Under the responsibility of the Regional Specialized Meteorological Center (RSMC) of La Reunion, the southwest Indian Ocean (SWIO) has tropical cyclone activity close to that of the North Atlantic. Like most territories of the SWIO basin, La Reunion island is highly vulnerable to cyclone‐induced hazards and the potential impact of nearby storms is closely related to their track and intensity evolution. Although storm track and intensity forecasts have been steadily improving in the last decades, a great amount of uncertainty remains. Operational centers have therefore developed probabilistic products such as uncertainty cones for the prediction of storm track and intensity over the different cyclone basins. Unfortunately, the cone approach does not fully match the end‐user needs for efficient decision‐making. This paper provides a method to generate alternate probabilistic scenarios of tropical system track and intensity forecasts around an official forecast. The method has been calibrated and evaluated to answer the needs of the SPICy (Systeme de Prevision des Inondations en contexte Cyclonique) project that aimed to explore new probabilistic forecast products for tropical system induced hazards such as coastal inundations. A hybrid method has been developed to benefit from both climatological and dynamical existing approaches. A first set of climatology‐built scenarios is generated using the statistical distribution of RSMC La Reunion forecast errors.

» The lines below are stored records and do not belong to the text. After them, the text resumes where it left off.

PR #512, opened 2019-07-31
Docs: Tweak installation steps

bryphe:
Due to issues with #501 , and the notarization, we'll be using the archive `Onivim2.tar.gz` on Mac (and later - pivot to a `zip`)

### DIFF
--- a/docs/docs/getting-started/installation.md
+++ b/docs/docs/getting-started/installation.md
@@ -8,9 +8,10 @@ While we're developing Onivim 2, the latest builds are available at our [early a
 
 ## OSX (10.13+)
 
-1. Download `Onivim2.dmg`.
-2. Double-click on the downloaded DMG to expand.
+1. Download `Onivim2` for macOS.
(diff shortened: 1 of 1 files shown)


lpalmes:
Hey @bryphe, i've just got an early version build of oni2, congrats on the early builds! Looking good!

I've downloaded the early build, and moved the Onivim2.app to my Applications folder, what i'm looking to do is to be able to launch it from the terminal, I've did this but it doesn't seem to work.
```
ln -s /Applications/Onivim2.App/Contents/MacOS/Oni2 /usr/local/bin/oni2
```

Do you know how that could be done? If you do it would be nice to add it to the installation steps as an optional step.

Aside from that congrats! Looking great!

bryphe:
Hey @lpalmes - nice to see you here! Thanks for taking it for a test run!

Ah ya, we need an easy way to launch the app - there's a tracking issue with some ideas here: https://github.com/onivim/oni2/issues/518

This initial set is then modulated using real‐time information provided by the ensemble prediction system of the European Center for Medium‐range Weather Forecasts (ECMWF). The final product is a set of about 20 scenarios that are built around the official deterministic forecast with some associated probabilities. Performance scores demonstrate the efficiency of the method against other evaluated systems especially in the first two days of the forecast. The reasonable number of defined scenarios is cost efficient and makes it possible to perform further impact‐oriented applications such as wave and storm surge simulations.